Facilitação pode alimentar tráfico internacional
Críticos alertam que a flexibilização pode aumentar tiroteios nos EUA e alimentar o tráfico para outros países, especialmente para facções brasileiras como PCC e CV. Em maio, Trump classificou essas facções como terroristas, medida criticada pelo governo Lula. Os EUA são a principal origem dos fuzis usados por essas organizações, embora a produção clandestina nacional esteja crescendo.
Uma forma comum de tráfico é o envio de armas legais compradas nos EUA dentro de mercadorias comuns. Em maio, um fuzil AK-47 enviado da Flórida foi apreendido no Aeroporto de Viracopos, desmontado dentro de um forno. Em março de 2024, 30 fuzis foram encontrados camuflados em prensas hidráulicas com destino a São Paulo, Rio de Janeiro, Santa Catarina e Rio Grande do Sul.

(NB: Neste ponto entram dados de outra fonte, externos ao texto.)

PR #358, opened 2021-08-05
Fix pino-applicationinsights in storybook

### LINKED ISSUE #299: Installing pino-applicationinsights has broken storybook builds

rocketnova:
## Ticket

Resolves #299 

## Changes

- Mocks the `pino-applicationinsights` module in storybook
- Installs the [`node-noop`](https://github.com/euank/node-noop) package

## Context

When I added `pino-applicationinsights` to the repo to handle logging directly to Azure Application Insights, it broke Storybook builds (locally and on Chromatic). We were able to isolate that if we commented out the following lines, storybook builds would work successfully: https://github.com/cagov/ui-claim-tracker/blob/32990f892c6b84017c30af5d273fdd94410649e7/pages/index.tsx#L95-L98

The specific storybook build errors looked like this (for many many modules):

```sh
Module not found: Error: Can't resolve 'async_hooks' in '<snip>/ui-claim-tracker/node_modules/cls-hooked'
```

This is [apparently what the error looks like](https://github.com/elastic/apm-agent-nodejs/issues/1075#issuecomment-494587021) when "when trying to bundle Node.js code that uses non-browser-compatible code without explicitly telling webpack to allow it". An [extremely helpful](https://github.com/wallabyjs/public/issues/2525#issuecomment-700326595) comment in the wallabyjs github repo suggested using webpack's [NormalModuleReplacementPlugin](https://webpack.js.org/plugins/normal-module-replacement-plugin/) to replace the module with a mock. And the [wallaby docs](https://wallabyjs.com/docs/integration/webpack.html#normalmodulereplacement-plugin) suggested using the `node-noop` module:

```js
module.exports = function (wallaby) {
  var wallabyPostprocessor = wallabyWebpack({
    ...
      plugins: [
        new webpack.NormalModuleReplacementPlugin(/\.(gif|png|scss|css)$/, 'node-noop')
      ]
    ...
  });
};
```

## Testing

1. Checkout this branch
2. `yarn storybook`
3. Storybook should run with no errors

### DIFF
--- a/.storybook/main.js
+++ b/.storybook/main.js
@@ -1,4 +1,5 @@
 const path = require('path')
+const webpack = require('webpack')
 
 module.exports = {
   stories: ['../stories/**/*.stories.mdx', '../stories/**/*.stories.@(js|jsx|ts|tsx)'],
@@ -25,11 +26,15 @@ module.exports = {
     },
   ],
   webpackFinal: (config) => {
+    // applicationinsights is meant for node.js applications, storybook uses a browser environment.
+    // Use webpack's NormalModuleReplacementPlugin to mock the applicationinsights in storybook.
+    // See https://webpack.js.org/plugins/normal-module-replacement-plugin
+    config.plugins.push(new webpack.NormalModuleReplacementPlugin(/pino-applicationinsights/, 'node-noop'))
     return {
       ...config,
       node: {
         ...config.node,
-        fs: 'empty', //required to with with next-i18next
+        fs: 'empty', // required for next-i18next
       },
     }
   },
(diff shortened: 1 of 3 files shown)


kalvinwang (approved):
Thanks for the super detailed PR description, nice spelunking!

PR #47, opened 2020-09-23
chore: build ic-ref with nix

nomeata:
Hans closed it in https://github.com/dfinity-lab/agent-rust/pull/38 but I want to at least get it to work to know that we can do it this way, if need be. (E.g. if buliding the BLS C library and its bindings in `ic-ref` becomes too tricky for plain cabal.)


nomeata:
Looks like I can no longer push to my branch

hansl:
Are you using a cache for Nix? 1h to build but I expect this will ONLY be the first time, right?

.github/workflows/ic-ref.yml
```diff
@@ -27,56 +28,31 @@ jobs:
...
 
-      - name: Cache ~/.cabal/store
-        uses: actions/cache@v2
-        with:
-          path: |
-            ~/.cabal/store
-          key: ${{ runner.os }}-${{ matrix.ghc }}-cabal-store
-
-      - uses: actions/setup-haskell@v1.1
+      - name: Cache /nix/store
```
hansl, line 31: Does nix run garbage collection once in a while?

nomeata:
> Are you using a cache for Nix? 1h to build but I expect this will ONLY be the first time, right?

I hope so, but Github Actions don’t write to the cache from failed builds (and I couldn't find out how to change that), so it needs to succeed once before we see if the cache works.

In my own projects I use https://cachix.org/ for caching; that creates a per-project nix cache that even my contributors can use, but that is not a viable option here as long as we pull in internals.

nomeata:
Look, it’s green! So it’s possible at least :-)

hansl (approved):
I'm okay with this, only problem I can see is nix store cache filling up (with older versions of ic-ref) and never being garbage collected. Do we know if there's a way to manage that?

nomeata:
Hmm, there might be a way to `nix-store --gc` at the end in a way that keeps all build dependencies alive, but I’d have to dig deeper.

We don’t have to merge this now as long as the other way works fine.

PR #51, opened 2020-09-24
feat: add set controller to the management canister

p-shahi:


ref-tests/src/utils.rs
```diff
@@ -25,7 +25,7 @@ pub async fn create_identity() -> Result<BasicIdentity, String> {
     ))
 }
 
-pub async fn create_agent() -> Result<Agent, String> {
+pub async fn create_agent(identity: BasicIdentity) -> Result<Agent, String> {
```
p-shahi, line 28: Changed this here, now requring `create_identity()` be called separately instead of implicitly in `create_agent()`
This is to allow getting the Principal for that identity (which otherwise would have been private.)
Open to suggestion if this should be done a different way

ref-tests/tests/ic-ref.rs
```diff
@@ -130,7 +131,9 @@ mod management_canister {
                 .await?;
 
             // Each agent has their own identity.
-            let other_agent = create_agent().await?;
+            let other_agent_identity = create_identity().await?;
+            let other_agent_principal = other_agent_identity.sender()?;
```
p-shahi, line 135: see: https://github.com/dfinity/agent-rs/pull/51/files#r494050809

hansl (approved):

p-shahi:
Hm seems merging is still blocked @hansl

PR #54, opened 2020-09-25
fix: use candid Natural instead of fixed bytes numbers in install

hansl:
And added a test for memory_allocation and compute_allocation.


ref-tests/tests/ic-ref.rs
```diff
@@ -455,3 +455,57 @@ mod simple_calls {
         })
     }
 }
+
+mod extras {
```
p-shahi, line 459: 👍

p-shahi (approved):

PR #56, opened 2020-10-06
feat: add query call builder, call_raw on sync calls and wallet canister interface

hansl:


ic-utils/src/call.rs
```diff
@@ -132,37 +147,42 @@ where
...
-    where
-        R: for<'de> ArgumentDecoder<'de> + Send + Sync,
-    {
-        self.agent
-            .query(&self.canister_id, &self.method_name)
-            .with_arg(&self.method_name)
-            .call()
-            .await
-            .and_then(|r| decode_args(&r).map_err(|e| AgentError::CandidError(Box::new(e))))
+    async unsafe fn call_raw(self) -> Result<Vec<u8>, AgentError> {
```
ericswanson-dfinity, line 167: Is the whole reason for `unsafe` here to discourage direct calls to call_raw?

It seems like as a side-effect, this function could accumulate unsafe code.

Could we change this function to a one-liner that forwards to a function that is not marked `unsafe` ?

ericswanson-dfinity: Or is there some other way to hide `call_raw` ?

ic-utils/src/interfaces/wallet.rs
```diff
@@ -0,0 +1,184 @@
...
+    ) -> impl 'agent + AsyncCall<()> {
+        self.update_("authorize").with_arg(custodian).build()
+    }
+
+    /// Deauthorize a custodian.
+    pub fn deauthorize<'canister: 'agent>(
+        &'canister self,
+        custodian: Principal,
+    ) -> impl 'agent + AsyncCall<()> {
+        self.update_("authorize").with_arg(custodian).build()
```
ericswanson-dfinity, line 144: should this be the following?
```suggestion
        self.update_("deauthorize").with_arg(custodian).build()
```

ic-utils/src/call.rs
hansl: Feature flag would be another way. You have to "opt in" at the crate level, which is fine I guess.

hansl: Done. PTAL

ericswanson-dfinity (approved):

Especialistas criticam propostas
John Lindsay-Poland, coordenador do projeto Stop US Arms to Mexico, afirma que a proposta de permitir entrega de armas pelos Correios é preocupante: 'O comprador pode ser qualquer pessoa sem razão legítima para adquirir a arma.' Para ele, a designação de facções como terroristas não impacta o tráfico, pois o problema é o mercado civil militarizado nos EUA.
Bruno Langeani, do Instituto Sou da Paz, questiona se a classificação resultará em sanções a lojas da Flórida que abastecem facções. 'Se não houver sanção, fica claro que é uma medida político-eleitoral.'
Exportações legais também são desviadas
Matt Schroeder, da Small Arms Survey, afirma que o tráfico ilegal movimenta dezenas de milhares de armas por ano, com pessoas sem antecedentes comprando legalmente e enviando para destinos criminosos. Ele acredita que a facilitação doméstica não terá grande impacto, mas o afrouxamento de controles de exportação pode aumentar desvios. Em setembro de 2025, Trump revogou restrições a exportações para 36 países, incluindo Paraguai, Colômbia e Peru, justificando 'centenas de milhões de dólares em oportunidades de exportação'. A Anistia Internacional criticou, citando relatório do GAO de 2022 que mostrou que quase 20% das armas de crime recuperadas na América Central vieram de exportações licenciadas.
A BBC News Brasil questionou a Casa Branca, mas não obteve resposta.
Apreensões de fuzis no Brasil crescem
Levantamento do Sou da Paz mostra que apreensões de fuzis cresceram 167% desde 2021, com 2.152 unidades em 2025. Entre 2019 e 2023, 738 fuzis apreendidos eram dos EUA e 586 do Brasil. A PM do Rio de Janeiro identificou que 94,7% dos fuzis apreendidos em 2024 eram estrangeiros, principalmente americanos (60%). Langeani critica o relatório, pois armas falsificadas podem ser produzidas clandestinamente, e a flexibilização de regras no governo Bolsonaro permitiu que CACs comprassem fuzis, desviados para o crime.
Fábricas clandestinas são 'principal dor de cabeça'
Michele dos Ramos, diretora da Senasp, afirma que as fábricas clandestinas são a principal preocupação. 'A qualidade aumentou muito nos últimos cinco anos e o custo é menor que trazer dos EUA.' Em 2024, uma fábrica em Santa Bárbara d'Oeste (SP) produzia 3,5 mil fuzis por ano. José Anchiêta Nery Neto, da Senasp, explica que essas 'armas fantasma' têm capacidade inferior, mas servem para combate urbano a preço menor, usando componentes importados ou nacionais.